# Xna transfer to another pc



## GSquadron (Dec 12, 2011)

I am trying to transfer a game to another pc but the problem is that it cannot start.
I installed all things needed:
Xna 3.0 redistributable
.net framework 3.0 redistributable
directX9 latest updates

Also, both pc are windows 7  O.S

Now the problem is that i get this error:
*
Description:
  Stopped working

Problem signature:
  Problem Event Name:	APPCRASH
  Application Name:	program.exe
  Application Version:	1.0.0.0
  Application Timestamp:	4ee21a7f
  Fault Module Name:	KERNELBASE.dll
  Fault Module Version:	6.1.7600.16385
  Fault Module Timestamp:	4a5bdaae
  Exception Code:	e0434f4d
  Exception Offset:	00009617
  OS Version:	6.1.7600.2.0.0.256.1
  Locale ID:	1033

Read our privacy statement online:
http://go.microsoft.com/fwlink/?linkid=104288&clcid=0x0409

If the online privacy statement is not available, please read our privacy statement offline:
  C:\Windows\system32\en-US\erofflps.txt
*
I googled like 3 hours (or even more) and none has a solution and it seems WEIRD
Anyone can help?


----------



## GSquadron (Dec 12, 2011)

Anyone found anything?


----------



## brandonwh64 (Dec 12, 2011)

What game?

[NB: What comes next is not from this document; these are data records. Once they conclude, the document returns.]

PR #903, opened 2025-04-22
feat: v2 volume supports UBLK frontend

houhoucoop:
- Add the `Frontend` options during volume creation based on the selected data engine version
- Display the `Frontend` setting `UBLK` on the volume details page

### Issue
[[TASK] [UI] [FEATURE] v2 volume supports UBLK frontend #10735](https://github.com/longhorn/longhorn/issues/10735#issuecomment-2817729136)

### Test Result
1. Ensure the `UBLK` kernel module is loaded on each node by running `modprobe ublk_drv`
2. Navigate to the volume page and click on `Create Volume`
3. In the popup modal:
   - For `v1` data engine, only the following `Frontend` options should be available:
     - `Block Device`
     - `iSCSI`
   - For `v2` data engine, the following `Frontend` options should be available:
     - `Block Device`
     - `NVMf `
     - `UBLK`
4. Select the `v2` data engine and choose `UBLK` as the frontend
5. Attach the volume, it should attach successfully
6. Go to the volume detail page, the `Frontend: UBLK` should be displayed in the `Volume Details` section

https://github.com/user-attachments/assets/f4e60b9e-1474-4b71-a496-560216d529a4

N/A

### DIFF
--- a/src/routes/volume/helper/index.js
+++ b/src/routes/volume/helper/index.js
@@ -711,8 +711,10 @@ export function needToWaitDone(state, replicas) {
 }
 
 export const frontends = [
-  { label: 'Block Device', value: 'blockdev' },
-  { label: 'iSCSI', value: 'iscsi' },
+  { label: 'Block Device', value: 'blockdev', dataEngine: ['v1', 'v2'] },
+  { label: 'iSCSI', value: 'iscsi', dataEngine: ['v1'] },
+  { label: 'NVMF', value: 'nvmf', dataEngine: ['v2'] },
+  { label: 'UBLK', value: 'ublk', dataEngine: ['v2'] },
 ]
 
 export function disabledSnapshotAction(volume, modelState) {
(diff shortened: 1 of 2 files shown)


src/routes/volume/helper/index.js
```diff
@@ -711,8 +711,10 @@ export function needToWaitDone(state, replicas) {
 }
 
 export const frontends = [
-  { label: 'Block Device', value: 'blockdev' },
-  { label: 'iSCSI', value: 'iscsi' },
+  { label: 'Block Device', value: 'blockdev', dataEngine: ['v1', 'v2'] },
+  { label: 'iSCSI', value: 'iscsi', dataEngine: ['v1'] },
+  { label: 'NVMF', value: 'nvmf', dataEngine: ['v2'] },
```
derekbit, line 716:
```suggestion
  { label: 'NVMf', value: 'nvmf', dataEngine: ['v2'] },
```

derekbit (approved):
LGTM

PR #906, opened 2025-04-29
feat: Add "Running Replicas" to volumes table

xelab04:

- Add "Running Replicas" column to the table of volumes.
- Avoids having to click on a volume to see how many replicas are present.
- Helps quickly check if the number of actual replicas is equal to the desired replica count.

### Issue

[[FEATURE] Running replicas field in volume table #10817](https://github.com/longhorn/longhorn/issues/10817)

### Test Result

- Shows number of replicas present in the cluster
image

### DIFF
--- a/src/models/volume.js
+++ b/src/models/volume.js
@@ -148,6 +148,10 @@ export default {
         data.data = data.data.filter(item => item.controller && item.controller.hostId
           && payload.keyword.split(',').indexOf(item.controller.hostId) > -1)
       }
+      // Add runningreplicas field to each volume
+      data.data.forEach(volume => {
+        volume.numberOfRunningReplicas = volume.replicas ? volume.replicas.length : 0
+      })
       sortVolume(data.data)
       yield put({ type: 'queryVolume', payload: { ...data } })
       yield put({ type: 'clearSelection' })
--- a/src/models/volume.js
+++ b/src/models/volume.js
@@ -148,12 +148,6 @@ export default {
         data.data = data.data.filter(item => item.controller && item.controller.hostId
           && payload.keyword.split(',').indexOf(item.controller.hostId) > -1)
       }
-      // Add runningreplicas field to each volume
-      data.data.forEach(volume => {
-        volume.numberOfRunningReplicas = Array.isArray(volume.replicas)
-          ? volume.replicas.filter(replica => replica.running === true).length
-          : 0
-      })
       sortVolume(data.data)
       yield put({ type: 'queryVolume', payload: { ...data } })
       yield put({ type: 'clearSelection' })
--- a/src/models/volume.js
+++ b/src/models/volume.js
@@ -150,7 +150,9 @@ export default {
       }
       // Add runningreplicas field to each volume
       data.data.forEach(volume => {
-        volume.numberOfRunningReplicas = volume.replicas ? volume.replicas.length : 0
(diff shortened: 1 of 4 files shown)


xelab04:
A few points of contention which I would be happy to change:

- Column name is "Running Replicas" which may be ambiguous as it counts all replicas present, not filtering for readiness.
- Field is only `width: 100` which makes the table header take two lines. I made this decision as it felt unnecessary to take up more space for just a number.

xelab04:
Since then, I have removed the custom column and integrated it directly with the existing replicas column. It now looks like this:
image

I have also added a "check" so the number of actual replicas (on the left) are those which Longhorn considers to be running. However, this means it also counts volumes which are being rebuilt as "running".

If you want to test, I already put a docker image out - `xelab04/longhorn-10817:v1.8.0-test`

src/routes/volume/VolumeList.js
```diff
@@ -462,7 +462,20 @@ function list({
...
+    },
+    {
+      title: 'Running Replicas',
+      dataIndex: 'runningreplicas',
+      key: 'runningreplicas',
+      width: 100,
+      render: (text, record) => {
+        return (
+          <div>
+            {record.numberOfRunningReplicas}
```
houhoucoop, line 478: Redundant code?

src/routes/volume/VolumeList.js
```diff
@@ -462,7 +462,20 @@ function list({
       render: (text, record) => {
         return (
           <div>
-            {record.numberOfReplicas}
+            {record.numberOfRunningReplicas} / {record.numberOfReplicas}
+          </div>
+        )
+      },
+    },
```
houhoucoop, line 469: [Nit] I suggest using `Replicas (Running / Desired)` as the column title for better clarity.

src/models/volume.js
```diff
@@ -148,6 +148,12 @@ export default {
         data.data = data.data.filter(item => item.controller && item.controller.hostId
           && payload.keyword.split(',').indexOf(item.controller.hostId) > -1)
       }
+      // Add runningreplicas field to each volume
+      data.data.forEach(volume => {
+        volume.numberOfRunningReplicas = Array.isArray(volume.replicas)
+          ? volume.replicas.filter(replica => replica.running === true).length
+          : 0
+      })
```
houhoucoop, line 156: `numberOfRunningReplicas` is only used for display in the table, I suggest handling it directly in the table component so we don’t need to manage it here and again in websocket updates.

xelab04: I've moved it to VolumeList.js so now it's handled in the table render segment. Should be better now.

src/routes/volume/VolumeList.js
xelab04: I did that change. Also increased the width of the column to cater for the extra width taken up.

derekbit (approved):
Technically, LGTM

xelab04:
> @xelab04 DCO failed, need to fix the commit sign-off.

Thank you! I had swapped to my work laptop and thought the name in the sign-off had to match my github username. Fixed it.

houhoucoop (approved):
LGTM, thanks for the contribution.

derekbit:
Thanks @xelab04.
Good cooperation @xelab04 @c3y1huang @houhoucoop!

derekbit:
@mergify backport v1.9.x

PR #947, opened 2025-08-25
feat: add UI Warning for Force-Detach Actions to Prevent Out-of-Sync Kubernetes and Longhorn VolumeAttachments

houhoucoop:
- Display a warning message in the detached confirmation modal

### Issue
[[UI][IMPROVEMENT] Add UI Warning for Force-Detach Actions to Prevent Out-of-Sync Kubernetes and Longhorn VolumeAttachments #9944](https://github.com/longhorn/longhorn/issues/9944)

### Test Result
- Navigate to volume or volume detail page, click `Detach` on the target volume
- If the volume attachment type is `csi-attacher`, verify that a warning message is displayed in the confirmation modal
Screenshot 2025-08-25 at 3 33 36 PM (2)

N/A

### DIFF
--- a/src/routes/volume/DetachHost.js
+++ b/src/routes/volume/DetachHost.js
@@ -65,11 +65,33 @@ const modal = ({
     onOk: handleOk,
   }
 
-  const description = (<div>
-    Detaching a Volume when it is being used by a running Kubernetes Pod will result in
-    crashing of the Pod and possible loss of data. The Volume cannot be used by the
-    Kubernetes again until the original Pod is deleted. Are you sure you want to detach the volume?
-  </div>)
+  const getAlertDescription = (item) => {
+    const va = item?.volumeAttachment
+    if (!va) return null
+
+    const attachments = Object.values(va.attachments || {})
+
+    if (attachments.some(att => att.attachmentType === 'csi-attacher')) {
+      return (
+        <div>
+          Force-detaching this volume may cause it to become inconsistent with Kubernetes VolumeAttachment resources.<br />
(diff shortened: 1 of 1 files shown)


src/routes/volume/DetachHost.js
```diff
@@ -65,11 +65,33 @@ const modal = ({
...
+    if (!va) return null
+
+    const attachments = Object.values(va.attachments || {})
+
+    if (attachments.some(att => att.attachmentType === 'csi-attacher')) {
+      return (
+        <div>
+          Force-detaching this volume may cause it to become inconsistent with Kubernetes VolumeAttachment resources.<br />
+          This can prevent workloads from attaching the volume correctly and may lead to Pod failures or potential data loss.
+        </div>
```
houhoucoop, line 79: Not sure if the warning message is clear or meaningful to users, any suggestions are welcome.

sushant-suse: We can also write something like this:
"
Forcing this volume to detach could break its connection to Kubernetes's VolumeAttachment resources. This could prevent your applications from attaching volumes correctly, potentially causing Pods to fail or leading to data loss.
"

houhoucoop:
> > If the volume attachment type is csi-attacher
> 
> Hello @houhoucoop, only show the message when the csi-attacher ticket is satisfied.

Do you mean when any of the csi-attacher tickets is satisfied? 
Can there be multiple Volume Attachments? e.g., if one csi-attacher ticket is satisfied and another is not, should the message still be shown?

sushant-suse (approved):

PR #962, opened 2025-09-26
fix: conditionally enable IPv6 listening

c3y1huang:

Conditionally enables IPv6 listening in the Longhorn UI Nginx container. This ensures the container works correctly on both IPv4-only and dual-stack networks.

### Issue

longhorn/longhorn#11869

### DIFF
--- a/scripts/start-nginx.sh
+++ b/scripts/start-nginx.sh
@@ -1,0 +1,26 @@
+#!/bin/bash
+
+set -e
+
+TEMPLATE=/etc/nginx/nginx.conf.template
+CONFIG_DIR=/var/config/nginx
+FINAL_CONF=$CONFIG_DIR/nginx.conf
+
+mkdir -p $CONFIG_DIR
+cp -r /etc/nginx/* $CONFIG_DIR
+
+# Detect IPv6 only
+if ip -6 addr show scope global | grep -q inet6; then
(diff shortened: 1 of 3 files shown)


derekbit (approved):
LGTM

derekbit:
@mergify backport v1.10.x

scripts/start-nginx.sh
```diff
@@ -0,0 +1,26 @@
...
+
+TEMPLATE=/etc/nginx/nginx.conf.template
+CONFIG_DIR=/var/config/nginx
+FINAL_CONF=$CONFIG_DIR/nginx.conf
+
+mkdir -p $CONFIG_DIR
+cp -r /etc/nginx/* $CONFIG_DIR
+
+# Detect IPv6 only
+if ip -6 addr show scope global | grep -q inet6; then
```
houhoucoop, line 13: [Nit] Do we need the flag (e.g. `ENABLE_IPV6`) to allow manual IPv6 enablement when auto detection fails?

c3y1huang: For now, I think no. Most distributions have the IPv6 kernel module enabled by default, even if IPv6 isn’t actively used. In such cases, Kubelet may still detect it and assign inet6 to pods, even when Kubernetes is running in a single IPv4 stack.

We can improve this later if needed.

PR #1005, opened 2026-02-02
fix: Update dashboard schedulable storage metrics

elTwingo:
This update uses storageScheduled to represent allocated (scheduled) capacity and storageAvailable to represent schedulable capacity, avoiding double counting and negative values caused by subtracting reserved space. The result is a more accurate and predictable view of how much storage is actually allocated by Longhorn versus what remains available for scheduling.

Issue :

https://github.com/longhorn/longhorn/issues/12633

### DIFF
--- a/src/routes/dashboard/components/resourceOverview.js
+++ b/src/routes/dashboard/components/resourceOverview.js
@@ -90,7 +90,7 @@ class ResourceOverview extends React.Component {
       const result = host.data.filter(n => n.allowScheduling === true).reduce((total, currentNode) => {
         return total + Object.values(currentNode.disks).filter(d => d.allowScheduling === true).reduce((availabeSpace, currentDisk) => {
           if (currentDisk.diskType === blockDiskType || !currentDisk.diskType) {
-            return availabeSpace + (currentDisk.storageAvailable - currentDisk.storageReserved)
+            return availabeSpace + currentDisk.storageAvailable
           }
           return availabeSpace
         }, 0)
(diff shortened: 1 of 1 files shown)


src/routes/dashboard/components/resourceOverview.js
```diff
@@ -103,7 +103,7 @@ class ResourceOverview extends React.Component {
       return host.data.filter(n => n.allowScheduling === true).reduce((total, currentNode) => {
         return total + Object.values(currentNode.disks).filter(d => d.allowScheduling === true).reduce((usedSpace, currentDisk) => {
           if (currentDisk.diskType === blockDiskType || !currentDisk.diskType) {
-            return usedSpace + (currentDisk.storageMaximum - currentDisk.storageAvailable)
+            return usedSpace + (currentDisk.storageMaximum - currentDisk.storageReserved - currentDisk.storageAvailable)
```
houhoucoop: Would using `storageScheduled` be more accurate here? also wrap the final result with `Math.max` to prevent negative values, e.g.
```js
const computeUsedSpace = (blockDiskType) => {
  const result = host.data
    .filter((n) => n.allowScheduling === true)
    .reduce((total, currentNode) => {
      return (
        total + Object.values(currentNode.disks)
          .filter((d) => d.allowScheduling === true)
          .reduce((used, currentDisk) => {
            if ( currentDisk.diskType === blockDiskType || !currentDisk.diskType ) {
              return used + (currentDisk.storageScheduled || 0);
            }
            return used;
          }, 0)
      );
    }, 0);

  return Math.max(0, result);
};
```

derekbit: @elTwingo Could you check the comment?

davidcheng0922: For my personal opinion, using `storageScheduled` seems more aligned with Longhorn semantics here. 

`storageAvailable` represents schedulable capacity, while `storageScheduled` reflects capacity already allocated by Longhorn. Using `storageMaximum - storageReserved - storageAvailable` avoids double-counting reserved space, but it still derives `Used` from `physical usage` rather than `Longhorn allocation`. 

I prefer @houhoucoop's suggestion here.

derekbit: cc @houhoucoop

houhoucoop:
Since this PR has been inactive for a while, I opened a separate PR to move this forward: https://github.com/longhorn/longhorn-ui/pull/1038.
CC @elTwingo @derekbit

PR #1032, opened 2026-04-14
feat: TooManySnapshots volume condition uses a hard-coded threshold despite configurable snapshot max count

houhoucoop:
- Use `min(snapshot-warning-threshold, v.Spec.SnapshotMaxCount)` as the snapshot count threshold

### Issue
[[UI][IMPROVEMENT] TooManySnapshots volume condition uses a hard-coded threshold despite configurable snapshot max count #12922](https://github.com/longhorn/longhorn/issues/12922)

### Test Result
https://github.com/user-attachments/assets/964005ac-a5b4-4225-8f1b-bf8ba713bff2

N/A

### DIFF
--- a/src/routes/volume/detail/ConditionTooltip.js
+++ b/src/routes/volume/detail/ConditionTooltip.js
@@ -9,10 +9,19 @@ const toolTipContent = (field, prefix, value = '') => {
   return (<div style={{ marginBottom: 5 }}>{prefix}: {text}</div>)
 }
 
-function ConditionTooltip({ selectedVolume, conditionKey }) {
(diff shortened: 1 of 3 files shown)


COLDTURNIP (approved):

houhoucoop:
@COLDTURNIP For the v2 data engine, should we still display `100`?

COLDTURNIP:
> @COLDTURNIP For the v2 data engine, should we still display `100`?

v2 data engine currently hasn't implement the hard limit of the amount of snapshot, but the warning condition logic is identical. We don't need to tell the data engine version here.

Most games need to be installed directly from the install wizard


----------



## GSquadron (Dec 12, 2011)

No i mean i have made a game of mine and want to open it in another pc


----------



## Kreij (Dec 12, 2011)

I had a similar situation once and the only way I could get the code to execute was to create a new xna template (create a new project) and copy all of the code from the old project into the new project.
Never did figure out what went wrong, but I've also had it happen in VS2008 doing non-gaming code.


----------



## GSquadron (Dec 12, 2011)

I wrote the game in VS2008 
I will give it a try and report back
Did the new project had the same name as the old one?


----------



## Kreij (Dec 12, 2011)

Yes. I just created an exact duplicate project and copied everything into it.
For some reason the original project(s) would either just not run (the debugger would start, but nothing happened) or would appcrash.


----------



## GSquadron (Dec 12, 2011)

Didn't work 

EDIT: SOLVED


----------



## Kreij (Dec 12, 2011)

What solved the problem?


----------



## GSquadron (Dec 12, 2011)

I searched a lot until i made a setup to the program.
When i tried to install it said xna 3.1 not installed.
I knew that there were 3.0 and 4.0 
Installed it and solved


----------



## Kreij (Dec 12, 2011)

Just out of curiosity, Alek, why are you not using the latest XNA and .Net Framework?


----------



## GSquadron (Dec 13, 2011)

actually i got 2008 installed and got used to it
don't know if i am going to use 2010 as much as 2008


----------